Entries shown:
PR #1408, opened 2022-06-06
Solusion

DmytroSukhaniuk:
my solusion

### DIFF
--- a/src/calculateRentalCost.js
+++ b/src/calculateRentalCost.js
@@ -28,14 +28,19 @@
  */
 
 function calculateRentalCost(days) {
-  const total = days * 40;
+  const dayRate = 40;
+  const firstSaleDays = 3;
+  const secondSaleDays = 7;
+  const firstSale = 20;
+  const secondSale = 50;
+  const total = days * dayRate;
 
-  if (days >= 3 && days < 7) {
-    return total - 20;
+  if (days >= firstSaleDays && days < secondSaleDays) {
+    return total - firstSale;
   }
 
-  if (days >= 7) {
-    return total - 50;
+  if (days >= secondSaleDays) {
+    return total - secondSale;
   }
 
   return total;
--- a/src/calculateRentalCost.js
+++ b/src/calculateRentalCost.js
@@ -28,7 +28,18 @@
  */
 
 function calculateRentalCost(days) {
-  // write code here
+  const rentDay = 40;
+  let total = days * rentDay;
+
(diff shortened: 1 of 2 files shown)


k0nstrukt-or (approved):

src/calculateRentalCost.js
```diff
@@ -28,7 +28,18 @@
...
-  // write code here
+  const rentDay = 40;
+  let total = days * rentDay;
+
+  if (days >= 3) {
+    total = total - 20;
+  }
+
+  if (days >= 7) {
+    total = total - 30;
```
jstmpelowycz, line 39: you don't have any value of 30, implement it in a different way

jstmpelowycz: the checklist, p.1

src/calculateRentalCost.js
```diff
@@ -28,7 +28,18 @@
  */
 
 function calculateRentalCost(days) {
-  // write code here
+  const rentDay = 40;
+  let total = days * rentDay;
+
+  if (days >= 3) {
+    total = total - 20;
+  }
```
jstmpelowycz, line 36:
```suggestion
  if (days >= ...) {
    return total - ...;
  }
```

jstmpelowycz (changes requested):
good start, now let's fix the issues

src/calculateRentalCost.js
```diff
@@ -28,7 +28,17 @@
...
-  // write code here
+  const total = days * 40;
+
+  if (days >= 3 && days < 7) {
+    return total - 20;
+  }
+
+  if (days >= 7) {
+    return total - 50;
+  }
```
illiarerun, line 39: PAy attention to comments, [Checklist](https://github.com/mate-academy/js_task-transportation-on-vacation/blob/master/checklist.md?rgh-link-date=2022-06-06T18%3A34%3A59Z) 1st item. You should create variables for main values - 20, 50, 40, 3, 7 they shouldn't be just magic numbers

illiarerun, line 39: you can swap these conditions, so you wouldn't have to worry about number of days being higher that 3 and lower than 7

illiarerun (changes requested):

src/calculateRentalCost.js
DmytroSukhaniuk: ок

illiarerun (approved):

Exercise objective: Reproduce all of the entries above verbatim.

Solution:
PR #1408, opened 2022-06-06
Solusion

DmytroSukhaniuk:
my solusion

### DIFF
--- a/src/calculateRentalCost.js
+++ b/src/calculateRentalCost.js
@@ -28,14 +28,19 @@
  */
 
 function calculateRentalCost(days) {
-  const total = days * 40;
+  const dayRate = 40;
+  const firstSaleDays = 3;
+  const secondSaleDays = 7;
+  const firstSale = 20;
+  const secondSale = 50;
+  const total = days * dayRate;
 
-  if (days >= 3 && days < 7) {
-    return total - 20;
+  if (days >= firstSaleDays && days < secondSaleDays) {
+    return total - firstSale;
   }
 
-  if (days >= 7) {
-    return total - 50;
+  if (days >= secondSaleDays) {
+    return total - secondSale;
   }
 
   return total;
--- a/src/calculateRentalCost.js
+++ b/src/calculateRentalCost.js
@@ -28,7 +28,18 @@
  */
 
 function calculateRentalCost(days) {
-  // write code here
+  const rentDay = 40;
+  let total = days * rentDay;
+
(diff shortened: 1 of 2 files shown)


k0nstrukt-or (approved):

src/calculateRentalCost.js
```diff
@@ -28,7 +28,18 @@
...
-  // write code here
+  const rentDay = 40;
+  let total = days * rentDay;
+
+  if (days >= 3) {
+    total = total - 20;
+  }
+
+  if (days >= 7) {
+    total = total - 30;
```
jstmpelowycz, line 39: you don't have any value of 30, implement it in a different way

jstmpelowycz: the checklist, p.1

src/calculateRentalCost.js
```diff
@@ -28,7 +28,18 @@
  */
 
 function calculateRentalCost(days) {
-  // write code here
+  const rentDay = 40;
+  let total = days * rentDay;
+
+  if (days >= 3) {
+    total = total - 20;
+  }
```
jstmpelowycz, line 36:
```suggestion
  if (days >= ...) {
    return total - ...;
  }
```

jstmpelowycz (changes requested):
good start, now let's fix the issues

src/calculateRentalCost.js
```diff
@@ -28,7 +28,17 @@
...
-  // write code here
+  const total = days * 40;
+
+  if (days >= 3 && days < 7) {
+    return total - 20;
+  }
+
+  if (days >= 7) {
+    return total - 50;
+  }
```
illiarerun, line 39: PAy attention to comments, [Checklist](https://github.com/mate-academy/js_task-transportation-on-vacation/blob/master/checklist.md?rgh-link-date=2022-06-06T18%3A34%3A59Z) 1st item. You should create variables for main values - 20, 50, 40, 3, 7 they shouldn't be just magic numbers

illiarerun, line 39: you can swap these conditions, so you wouldn't have to worry about number of days being higher that 3 and lower than 7

illiarerun (changes requested):

src/calculateRentalCost.js
DmytroSukhaniuk: ок

illiarerun (approved):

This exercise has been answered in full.